Skid or concrete blocks 4" + 2x4 floor 3.5" + Advantech Subfloor .75" = 8.25" before I even erect walls.

Walls = base plate of 1.5" + studs of 63" + double top plate for 3" = Total for walls of 67.5" (inside ceiling height of 5' 7.5", enough for me to stand up)

My trusses will have a peak of 27.5", then with a .5" decking, for 28" total for the roof and that is cutting it close.

With all that, I am coming up with a total height of 103.25, 7.25" over the height requirements. However, knowing this HOA, I do not suspect any issues with this. It also doesn't hurt that my backyard is facing a wooded lot with a creek that can not be built on and you can not see my backyard from the street.

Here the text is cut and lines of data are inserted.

PR #765, opened 2022-03-03
[ISSUE-744]: CIS hardening support

### LINKED ISSUE #744: Support CIS hardening at Baremetal CSI
Currently CSI cannot be deployed with CIS hardening enabled. Need to support it at CSI. The version, which should be supported at rke - 1.6.

In order to support CIS it's need to integrate CSI with podSecurityPolicies and securityContexts (where it isn't implemented).

**Additional context**

Aber4Nod:
### Resolves #744 

Directly specifying UUIDs at dockerfiles for controller, node-controller components

## PR checklist
- [x] Add link to the issue
- [x] Choose Project
- [x] Choose PR label
- [ ] New unit tests added

## Testing
_Provide test details_

### DIFF
--- a/pkg/controller/Dockerfile
+++ b/pkg/controller/Dockerfile
@@ -4,8 +4,8 @@ LABEL   description="Bare-metal CSI Controller Service"
 
 ADD     controller /controller
 
-RUN addgroup -S bmcsi && adduser -S bmcsi -G bmcsi
+RUN addgroup -S bmcsi && adduser -S bmcsi -u 1000 -G bmcsi
 
-USER bmcsi
+USER 1000
 
 ENTRYPOINT ["/controller"]
--- a/pkg/crcontrollers/node/Dockerfile
+++ b/pkg/crcontrollers/node/Dockerfile
@@ -4,8 +4,8 @@ LABEL   description="Baremetal CSI Operator"
 
 ADD     controller  node-controller
 
-RUN addgroup -S bmcsi && adduser -S bmcsi -G bmcsi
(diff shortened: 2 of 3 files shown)


safronovD (approved):

pkg/controller/Dockerfile
```diff
@@ -4,8 +4,8 @@ LABEL   description="Bare-metal CSI Controller Service"
 
 ADD     controller /controller
 
-RUN addgroup -S bmcsi && adduser -S bmcsi -G bmcsi
+RUN addgroup -S bmcsi && adduser -S bmcsi -u 1000 -G bmcsi
 
-USER bmcsi
+USER 1000
```
rkiselenko, line 9: This will set only user `UUID` and not `GID` why not use `bmcsi` user ?

Aber4Nod: If you ask, why this changes are needed - to pass cis hardening validation. Without directly specifying UUID it would not work.

rkiselenko: I just dont get why you use `UID` instead of name.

Sorry for the long winded post, but I am trying to explain why I am wanting to do a 2x4 floor as I do not want to push my luck anymore than necessary. I guess my questions boils down to whether or not 2x4's on 12" centers would be sufficient for a 10'x12' shed?


----------



## craymer (May 7, 2014)

One other thought I had was to build my walls significantly shorter, but build a Gambrel style roof to allow for more headroom, not sure if that would make more sense?


----------



## Bondo (Dec 8, 2007)

> Skid or concrete blocks 4" + 2x4 floor 3.5" + Advantech Subfloor .75" = 8.25" before I even erect walls.


Ayuh,.... Rake out, 'n compact a stone base the size of the shed, 'n use P/T lumber for the sole plate, right on the stone,...

Walk on the stone, 'n ya get full height,...


----------



## BigJim (Sep 2, 2008)

craymer said:


> One other thought I had was to build my walls significantly shorter, but build a Gambrel style roof to allow for more headroom, not sure if that would make more sense?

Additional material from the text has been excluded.